While the accuracy, efficiency and complexity of SLAM systems has increased steadily in the past decades, robustness and long-term operation remain major challenges. This work evaluates 6 open-source SLAM algorithms on 6 datasets, across 3 computational platforms: Desktop, Laptop, and Jetson Xavier AGX.

Setup details

Experimental policy

An experiment consists of a single run of an algorithm on one sequence. We run each experiment 10 times on each of the platforms and report the aggregated results.
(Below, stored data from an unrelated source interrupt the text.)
PR #6242, opened 2022-11-22
Use logarithmic scale of sound volume

### LINKED ISSUE #6230: Audio volume changes are not linear
### Preliminary checks

If you try to change audio volume (mostly music) from level 5 to 10 the difference is minimal but from 0 to 5 is huge. It looks like SDL mixer uses `1-exp(-x)` formula for sound. This is understandable since it is decibels.

We need to convert our 0..10 range appropriately to cover 0, 10, 20..100% volume levels based on the formula.

### Additional info

_No response_

undef21:
close #6230

### DIFF
--- a/src/engine/audio.cpp
+++ b/src/engine/audio.cpp
@@ -626,7 +626,7 @@ namespace
             return MIX_MAX_VOLUME;
         }
 
-        return ( std::exp( std::log( 10 + 1 ) * volumePercentage / 100 ) - 1 ) / 10 * MIX_MAX_VOLUME;
+        return ( static_cast<int>( std::exp( std::log( 10 + 1 ) * volumePercentage / 100 ) - 1 ) / 10 * MIX_MAX_VOLUME );
     }
 }
 
--- a/src/engine/audio.cpp
+++ b/src/engine/audio.cpp
@@ -22,7 +22,6 @@
  ***************************************************************************/
 
 #include <algorithm>
-#include <array>
 #include <atomic>
 #include <cassert>
 #include <cmath>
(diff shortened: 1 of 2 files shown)


undef21:
@ihhub, @Branikolog could you check sound levels in this PR? I changed music level in the options dialog in the main menu. Please use external music.

Branikolog:
Hi, @undef21 Actually, I cannot hear much difference comparing with current version.

undef21:
@Branikolog could you check this PR again?

Branikolog:
Hi, @undef21 
Now's much better!
I only hear sometimes a short click sound (something similar to pluging headphones into 3.5 jack) , while increasing volume to the higher values, but I'm not sure, it's not my local problem of OS or notebook speakers. I'll check tomorow on my other PC.

undef21:
> I'm not sure, it's not my local problem of OS or notebook speakers.

Also check this in the master branch please.

Branikolog:
Hi, @undef21 .
On my other PC everything seems to be OK. Probably my home PC speakerphones seem to be a bit overloaded on high volume setting, that's why I can hear sometimes a little noise while rising it up.

undef21:
Hello @Branikolog. Could you listen this PR again?

Branikolog:
Hi, @undef21 !
Sorry, for late response!
Everything looks fine!

src/engine/audio.cpp
```diff
@@ -625,12 +625,7 @@ namespace
             return MIX_MAX_VOLUME;
         }
 
-        return volumePercentage * MIX_MAX_VOLUME / 100;
-    }
-
-    int normalizeFromSDLVolume( const int volume )
-    {
-        return volume * 100 / MIX_MAX_VOLUME;
+        return static_cast<int>( ( std::exp( std::log( 10 + 1 ) * volumePercentage / 100 ) - 1 ) / 10 * MIX_MAX_VOLUME );
```
ihhub, line 628: Could you please explain why we use a logarithm of 11 instead of 10? Also this formula needs a bit of explanation.

ihhub (changes requested):

src/engine/audio.cpp
undef21: Hello, @ihhub. The good explanation is [here](https://www.dr-lex.be/info-stuff/volumecontrols.html#ideal2). I used that article.

Resulting curve is:
```
y = ae^(bx) + c
a = 1/10
c = -1/10
b = ln(1 + 1/a) = ln 11
```

ihhub: I would suggest to at least add a comment with this link for any possible future questions.

undef21: Done.

oleg-derevenetz (approved):

ihhub (approved):

ihhub:
@undef21 , thank you so much for this great improvement!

To control for any differences not inherent to the algorithms, we ensure that on each platform any common dependencies undertaking significant computational tasks, such as OpenCV or g2o, are fixed to the same version across all the SLAM systems evaluated. We use gcc 7 for compilation across all algorithms and platforms, and CUDA 10.2 for GPU-based implementations. The DVFS of the processing cores and GPU are disabled. For the Jetson platform, this is done using the jetson stats tool. All the build processes have been modified to use the highest levels of compiler optimisation, including platform-specific compilation flags. The hyperparameters of SLAM systems are configured following the recommendations of the original papers.

Hardware platforms

Desktop: 32 GB RAM, 14-core Intel Core i9-9940X @ 3.30GHz, Nvidia TITAN RTX GPU with 24GB VRAM and 4608 CUDA cores @ 1770 MHz.
Laptop: Lenovo ThinkPad P53, 16GB RAM, 6-core Intel Core i7-9850H @ 2.60GHz, Nvidia Quadro RTX 3000 with 6GB of VRAM and 1920 CUDA cores @ 1380 MHz.
Jetson: 16 GB RAM, 8-core ARMv8.2 64-bit CPU @ 2.25GHz, Nvidia Volta GPU with 512 CUDA cores @ 1377 MHz, power capped at 30W. Data is loaded from a Samsung 970 EVO Plus SSD installed via a high-speed M.2 Key-M connector.

Algorithms

ORB-SLAM2 is a popular real-time SLAM system based on sparse ORB features. It incorporates RGB-D, monocular and stereoscopic input modalities.
ORB-SLAM3 is a SLAM system developed on top of ORB-SLAM2 which introduces a multiple map system and visual-inertial odometry to improve robustness.
OpenVINS is a stereo visual-inertial SLAM system which uses an Extended Kalman Filter to fuse visual odometry with inertial measurements.
ElasticFusion provides a globally-consistent dense RGB-D reconstruction approach that does not require a pose graph and represents the map using fused surfels.
ReFusion is a dense RGB-D 3D reconstruction method which exploits residuals obtained after the registration of input data with the reconstructed model to identify and filter out dynamic elements in the scene.
FullFusion is a framework for semantic reconstruction of dynamic scenes. FullFusion leverages semantic information to separate RGB-D inputs into a static and a dynamic frame. A modified implementation of KinectFusion is used to compute the pose and reconstruct a semantically labelled model of the static scene elements. Note that the dynamic masks are pre-computed rather than computed online. This was done to ensure that the masking is consistent across all platforms.